[Dataset records]
- - - - - - -
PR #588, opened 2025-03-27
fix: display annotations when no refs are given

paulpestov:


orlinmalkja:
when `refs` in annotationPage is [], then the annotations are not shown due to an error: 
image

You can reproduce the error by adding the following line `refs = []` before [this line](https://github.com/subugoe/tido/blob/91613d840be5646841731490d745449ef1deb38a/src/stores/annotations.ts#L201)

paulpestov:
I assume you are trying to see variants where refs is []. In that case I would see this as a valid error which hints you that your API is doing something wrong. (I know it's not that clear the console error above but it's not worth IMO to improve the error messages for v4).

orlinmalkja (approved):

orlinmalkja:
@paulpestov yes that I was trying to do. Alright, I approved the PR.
- - - - - - -
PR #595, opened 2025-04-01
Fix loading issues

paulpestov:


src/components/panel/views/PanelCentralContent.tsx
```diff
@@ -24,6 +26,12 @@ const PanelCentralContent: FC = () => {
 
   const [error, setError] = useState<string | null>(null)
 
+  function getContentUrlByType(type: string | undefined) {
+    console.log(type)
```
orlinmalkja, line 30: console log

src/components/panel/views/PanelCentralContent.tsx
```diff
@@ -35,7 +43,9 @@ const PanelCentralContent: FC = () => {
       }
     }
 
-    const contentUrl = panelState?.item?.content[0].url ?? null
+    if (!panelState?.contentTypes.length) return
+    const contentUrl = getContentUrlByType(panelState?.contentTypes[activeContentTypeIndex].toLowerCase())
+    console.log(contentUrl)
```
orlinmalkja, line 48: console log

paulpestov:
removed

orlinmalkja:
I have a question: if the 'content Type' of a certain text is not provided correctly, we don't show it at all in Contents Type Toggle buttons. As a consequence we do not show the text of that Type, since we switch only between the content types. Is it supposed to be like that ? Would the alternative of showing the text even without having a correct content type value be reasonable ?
- - - - - - -
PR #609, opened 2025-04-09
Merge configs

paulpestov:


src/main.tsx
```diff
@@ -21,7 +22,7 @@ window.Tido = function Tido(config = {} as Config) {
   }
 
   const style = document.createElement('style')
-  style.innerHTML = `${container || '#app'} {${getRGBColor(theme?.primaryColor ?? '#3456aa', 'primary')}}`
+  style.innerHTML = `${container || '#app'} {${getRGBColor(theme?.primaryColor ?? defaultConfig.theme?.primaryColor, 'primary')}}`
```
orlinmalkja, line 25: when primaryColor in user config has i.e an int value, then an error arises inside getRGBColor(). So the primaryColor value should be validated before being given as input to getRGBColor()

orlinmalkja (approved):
- - - - - - -
**What the exercise asks**
The word "this" may appear in several lines of the data; copy every line where it does.

**Result**
You can reproduce the error by adding the following line `refs = []` before [this line](https://github.com/subugoe/tido/blob/91613d840be5646841731490d745449ef1deb38a/src/stores/annotations.ts#L201)
I assume you are trying to see variants where refs is []. In that case I would see this as a valid error which hints you that your API is doing something wrong. (I know it's not that clear the console error above but it's not worth IMO to improve the error messages for v4).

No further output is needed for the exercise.